** Opening RECORDS FOR PROCESSING block **

Issue #2092, opened 2020-07-27
Proposal: RPC protocol for tari_comms


sdbondi:
This proposal is (tick applicable):

* [x] A new feature
* [ ] An extension to an existing RFC/proposal <LINK>
* [ ] An alternative approach to an existing RFC or proposal <LINK>

### Change log

| Date | Changes |
|:-----|:--------|
| 28/07/2020     | Initial        |

### Goals
 
_Fire-and-forget_ messaging is used throughout the current system. While some areas of the system suit this approach perfectly (transaction/block/DHT propagation), it falls short for many current use-cases.

This proposal aims to address the shortcomings of the current messaging approach, namely:
- excessive complexity (which causes bugs and code that is hard to maintain)
- lack of separation of concerns (nodes have to worry about messaging semantics)
- performance is difficult (the current protocol lends itself to implementers constructing large messages and makes _streaming_ many small messages difficult)
- visibility is difficult (not knowing if a message has actually been received. Knowing if a peer is actually connected requires holding a handle and querying connectivity manager)
- Writing protocols (conversations) is difficult. Any type of message can arrive at any time. This means that the domain layer has to implement a mapping between requests and responses. Additionally, defending against unexpected, potentially malicious messages is something that has to be actively reasoned about for every incoming message type (Did I request this message? Did this message come from the peer I expected it to?). 
- Unbounded tasks are often spawned per message, which can be an attack vector
- Testing is difficult. Outbound and inbound messaging is difficult to stub out.

### Assumptions

- A reliable transport such as TCP is used
- Many devs are familiar with gRPC. 
- Implementing a RPC interface similar to tonic (except p2p) using the current comms infrastructure will not be prohibitively difficult.

### Abstract

The proposes a more bounded and structured approach to protocols on the Tari p2p network heavily influenced by tonic RPC.

What the proposed RPC protocol does do:
- mapping requests to responses
- managing timeouts and disconnects
- message framing
- Rate limiting
- consistent `RpcError` api
- (de)serialization of requests/responses (protobuf)
- stream requests and/or responses
- async service and client trait (async_trait crate)

What an RPC protocol does not do / limitations:
- Peer discovery, store and forward, message propagation/broadcasting (use the DHT/outbound messaging handles)
- Reconnecting disconnected peers (Use connectivity manager)
- Resending messages or any "retry behaviour" (the request either works or doesnt)
- Requests without responses

Future extensions/nice to haves 
[...]

PR #2121, opened 2020-08-12
RPC protocol for tari comms

sdbondi:
## Description

This PR is the first iteration on the tari comms RPC protocol. This protocol is
WIP and not currently in use in any part of the system.

Details here: https://github.com/tari-project/tari/issues/2092

- The tari comms connections are already multiplexed (like HTTP2)
  and so RPC itself carries a small footprint of a few bytes (<~ 10 bytes) per request.
- Server-side streaming supported. Client-side streaming left as a TODO as it's generally less common.
- Statically-typed service routing (tonic-RPC knock off 🙏 )
- Different from tonic however, the router is used to select the matching service factory (impl MakeService) which in turn is used to produce a service that is handed over to the executing task. 
   This service factory can be generated by the proc macro and so is transparent to the API user. 
- RPC protocol version is negotiated once ahead of time, so the version
  does not need to be sent with every message.

Few notes on concurrency:
- All service impls must be Send + 'static. 
- A SINGLE request/response can be performed per peer per protocol at a time. You may clone the client and send multiple 
  requests at once, however they will not be furnished until the previous client requests have completed. Apart from greatly 
  simplifying the code, this also reduces the potential to boundlessly exploit resources. It is expected that each client 
  "session" will only be making one request at a time anyway. If a client peer wishes to make concurrent requests to a 
  service, they are free to open more than one channel at a time.
- None of the RPC service traits may take mutable references to self (i.e. if mutation is required, some method of interior mutability must be used - that satisfies Send).

In progress:
- [ ] Integration with comms (establish client session, register services, peer info etc)
- [ ] Implement proc macro to generate domain-specific client/server code

## Motivation and Context

See: https://github.com/tari-project/tari/issues/2092

Example usage (with possible proc macro API): 
```rust
#[tari_rpc(module = generated, protocol_name = "/tari/greeting/1.0")]
pub trait GreetingRpc: Send + Sync + 'static {
    #[rpc(method = 1)]
    async fn say_hello(&self, request: Request<SayHelloRequest>) -> Result<Response<SayHelloResponse>, RpcStatus>;
    #[rpc(method = 2)]
    async fn return_error(&self, request: Request<()>) -> Result<Response<()>, RpcStatus>;
    #[rpc(streaming, method = 3)]
    async fn get_greetings(&self, request: Request<u32>) -> Result<Streaming<String>, RpcStatus>;
    #[rpc(streaming, method = 4)]
    async fn streaming_error(&self, request: Request<String>) -> Result<Streaming<String>, RpcStatus>;
    #[rpc(streaming, method = 5)]
    async fn streaming_error2(&self, _: Request<()>) -> Result<Streaming<String>, RpcStatus>;
}

pub struct GreetingService;

#[async_trait]
impl GreetingRpc for GreetingService {
    async fn say_hello(&self, _: Request<SayHelloRequest>) -> Result<Response<SayHelloResponse>, RpcStatus> {
        Ok(Response::new(SayHelloResponse {
            greeting: "Yo".to_string(),
        }))
    }

    async fn return_error(&self, _: Request<()>) -> Result<Response<()>, RpcStatus> {
        unimplemented!()
    }
// (...)
}

async fn client() {
  let mut client = generated::client::GreetingServiceClient::builder(framed)
        .with_deadline(Duration::from_secs(5))
        .connect()
        .await
        .unwrap();

    let resp = client
        .say_hello(SayHelloRequest {
            name: "Yathvan".to_string(),
            language: 1,
        })
        .await
        .unwrap();
}
```

## How Has This Been Tested?

Relatively comprehensive unit and smoke testing.

## Types of changes

* [x] New Tests
* [ ] Documentation

## Checklist:

### DIFF
--- a/comms/src/proto/rpc.proto
+++ b/comms/src/proto/rpc.proto
@@ -1,0 +1,49 @@
+syntax = "proto3";
+
+package tari.comms.rpc;
+
+// Message type for all RPC requests
+message RpcRequest {
+    // An identifier that is unique per request per session. This value is not strictly needed as
+    // requests and responses alternate on the protocol level without the need for storing and matching
+    // request IDs. However, this value is useful for logging.
+    uint32 request_id = 1;
+    // The method identifier. The matching method for a given value is defined by each service.
+    uint32 method = 2;
+    // Message flags. Currently this is not used for requests.
+    uint32 flags = 3;
+    // The length of time in seconds that a client is willing to wait for a response
+    uint64 deadline = 4;
+
+    // The message payload
+    bytes message = 10;
+}
+
+// Message type for all RPC responses
+message RpcResponse {
+    // The request ID of a prior request.
+    uint32 request_id = 1;
+    // The status of the response. A non-zero status indicates an error.
+    uint32 status = 2;
+    // Message flags. Currently only used to indicate if a stream of messages has completed.
+    uint32 flags = 3;
+
+    // The message payload. If the status is non-zero, this contains additional error details.
+    bytes message = 10;
+}
+
+// Message sent by the client when negotiating an RPC session. A server may close the substream if it does
+// not agree with the session parameters.
+message RpcSession {
+    // The RPC versions supported by the client
+    repeated uint32 supported_versions = 1;
+}
+
+message RpcSessionReply {
+    oneof session_result {
+        // The RPC version selected by the server
+        uint32 accepted_version = 1;
+        // Indicates the server rejected the session
+        bool rejected = 2;
+    }
+}
--- a/comms/src/protocol/rpc/client.rs
+++ b/comms/src/protocol/rpc/client.rs
@@ -1,0 +1,459 @@
+//  Copyright 2020, The Tari Project
+//
+//  Redistribution and use in source and binary forms, with or without modification, are permitted provided that the
+//  following conditions are met:
+//
+//  1. Redistributions of source code must retain the above copyright notice, this list of conditions and the following
+//  disclaimer.
+//
+//  2. Redistributions in binary form must reproduce the above copyright notice, this list of conditions and the
+//  following disclaimer in the documentation and/or other materials provided with the distribution.
+//
+//  3. Neither the name of the copyright holder nor the names of its contributors may be used to endorse or promote
+//  products derived from this software without specific prior written permission.
+//
+//  THIS SOFTWARE IS PROVIDED BY THE COPYRIGHT HOLDERS AND CONTRIBUTORS "AS IS" AND ANY EXPRESS OR IMPLIED WARRANTIES,
+//  INCLUDING, BUT NOT LIMITED TO, THE IMPLIED WARRANTIES OF MERCHANTABILITY AND FITNESS FOR A PARTICULAR PURPOSE ARE
+//  DISCLAIMED. IN NO EVENT SHALL THE COPYRIGHT HOLDER OR CONTRIBUTORS BE LIABLE FOR ANY DIRECT, INDIRECT, INCIDENTAL,
+//  SPECIAL, EXEMPLARY, OR CONSEQUENTIAL DAMAGES (INCLUDING, BUT NOT LIMITED TO, PROCUREMENT OF SUBSTITUTE GOODS OR
+//  SERVICES; LOSS OF USE, DATA, OR PROFITS; OR BUSINESS INTERRUPTION) HOWEVER CAUSED AND ON ANY THEORY OF LIABILITY,
+//  WHETHER IN CONTRACT, STRICT LIABILITY, OR TORT (INCLUDING NEGLIGENCE OR OTHERWISE) ARISING IN ANY WAY OUT OF THE
+//  USE OF THIS SOFTWARE, EVEN IF ADVISED OF THE POSSIBILITY OF SUCH DAMAGE.
+
+use super::message::MethodId;
+use crate::{
+    framing::CanonicalFraming,
+    message::MessageExt,
+    proto,
+    protocol::rpc::{body::ClientStreaming, Request, Response, RpcError, RpcStatus},
+    runtime::task,
+};
+use bytes::Bytes;
+use futures::{
+    channel::{mpsc, oneshot},
+    future::Either,
+    task::{Context, Poll},
+    AsyncRead,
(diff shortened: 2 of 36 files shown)


comms/src/protocol/rpc/client.rs
```diff
@@ -0,0 +1,459 @@
...
+
+    /// Negotiates and establishes a session to the peer's RPC service using the given substream
+    pub async fn connect(self) -> Result<TClient, RpcError> {
+        RpcClient::connect(self.config, self.framed).await.map(Into::into)
+    }
+}
+
+#[derive(Debug, Clone)]
+pub struct RpcClientConfig {
+    pub deadline: Option<Duration>,
```
philipr-za, line 188: So being pedantic here but isn't this a timeout. I always thought a Deadline referred to an absolute time that a task should be done by rather than a relative duration in which it should be completed i.e. a deadline = finish by 15:45:12.123 as opposed to finished before 10 seconds passes from now.

comms/src/protocol/rpc/client.rs
```diff
@@ -0,0 +1,459 @@
...
+            flags: 0,
+            message: request.message.to_vec(),
+        };
+
+        debug!(target: LOG_TARGET, "Sending request: {}", req);
+
+        let start = Instant::now();
+        self.framed.send(req.to_encoded_bytes().into()).await?;
+
+        let (mut response_tx, response_rx) = mpsc::channel(10);
```
philipr-za, line 363: is the buffer size of 10 just for safety?

comms/src/protocol/rpc/server.rs
```diff
@@ -0,0 +1,431 @@
...
+
+struct ActivePeerRpcService<TSvc, TSubstream> {
+    config: RpcServer,
+    node_id: NodeId,
+    service: TSvc,
+    framed: Option<CanonicalFraming<TSubstream>>,
+    shutdown_signal: OptionalShutdownSignal,
+}
+
+impl<TSvc, TSubstream> ActivePeerRpcService<TSvc, TSubstream>
```
philipr-za, line 301: Nit: This guy needs a `fn new(...)` I think

comms/src/protocol/rpc/test.rs
```diff
@@ -0,0 +1,540 @@
...
+    );
+    (notif_tx, server_hnd, shutdown)
+}
+
+async fn setup<T: GreetingRpc>(service: T) -> (MemorySocket, task::JoinHandle<Result<(), RpcError>>, Shutdown) {
+    let (mut notif_tx, server_hnd, shutdown) = setup_service(service).await;
+    let (inbound, outbound) = MemorySocket::new_pair();
+    let node_identity = build_node_identity(Default::default());
+
+    // Notify that a peer wants to speak the greeting RPC protocol
```
philipr-za, line 78: Looking forward to see how this is plumbed into the current inbound pipeline. This will come after Yamux?

philipr-za (dismissed):
Looking good, pretty crazy bit of work already though can see there is still much to do.

comms/src/protocol/rpc/client.rs
sdbondi: Ye it allows some buffering to occur which may speed things up - say if the consumer is slow to read, the buffer allows a cushion for messages to be received without creating immediate backpressure on the substream, meaning the data is at the receiving end and can be processed without waiting for the sender to send more.

comms/src/protocol/rpc/client.rs
sdbondi: Maybe - using RPC terminology here (deadline is a RPC thing). Deadline refers to the time that a server has to complete its work before it should expect that the client has given up and isn't listening anymore. Relative or absolute, I think deadline is fine.

comms/src/protocol/rpc/test.rs
sdbondi: Correct (although there is no "inbound pipeline" here), this is why the RPC components are "socket-agnostic". In this test we use a memory socket, but in the real world, the PeerConnection will negotiate and provide a substream. 

The basic idea is that you somehow get hold of a `PeerConnection` (i.e a handle to the underlying connection to a peer - there are a few ways that one would do that depending on the use case) and you would call something like `peer_connection.connect_rpc_client::<MySuperClient>().await`  or `MySuperClient::connect(&mut peer_connection)`.

comms/src/protocol/rpc/server.rs
sdbondi: Maybe - it's private and basically a glorified internal function, so I'd say no.

comms/src/proto/rpc.proto
```diff
@@ -0,0 +1,49 @@
...
+    // An identifier that is unique per request per session. This value is not strictly needed as
+    // requests and responses alternate on the protocol level without the need for storing and matching
+    // request IDs. However, this value is useful for logging.
+    uint32 request_id = 1;
+    // The method identifier. The matching method for a given value is defined by each service.
+    uint32 method = 2;
+    // Message flags. Currently this is not used for requests.
+    uint32 flags = 3;
+    // The length of time in seconds that a client is willing to wait for a response
+    uint64 deadline = 4;
```
stringhandler, line 16: Does this go over the wire? I don't think that there will be many cases where a server will react differently with this parameter. It will generally respond as soon as it can

stringhandler (approved):
Really slick. Didn't run locally, but code looks solid. The true test will be if it's easy to use, but looks like it will be. This doesn't affect any existing code from what I can see, so I think we can merge it

comms/src/proto/rpc.proto
sdbondi: Ye it's over the wire - the client tells the server how long they're willing to wait. If the "processing part" (i.e. the part that a dev implements) completes before the duration no problem. Otherwise, the server should give up because the client is not going to care about the response anyway. Obviously there is a guard where if the client sets this below some minimum, the server immediately rejects the request (to prevent the client setting some silly deadline like 10ms) - a deadline would typically be 30 seconds.

sdbondi: In reality client waits a little longer than the deadline (deadline + grace period) to account for latency (we wouldn't want a server to send a response just within the deadline, but the client has gone away just before the response can be received)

** Closing RECORDS FOR PROCESSING block **

WORK TASK
In the records, locate each line holding the string "just" and copy it.

ANSWER TO THIS EXERCISE
philipr-za, line 363: is the buffer size of 10 just for safety?
sdbondi: In reality client waits a little longer than the deadline (deadline + grace period) to account for latency (we wouldn't want a server to send a response just within the deadline, but the client has gone away just before the response can be received)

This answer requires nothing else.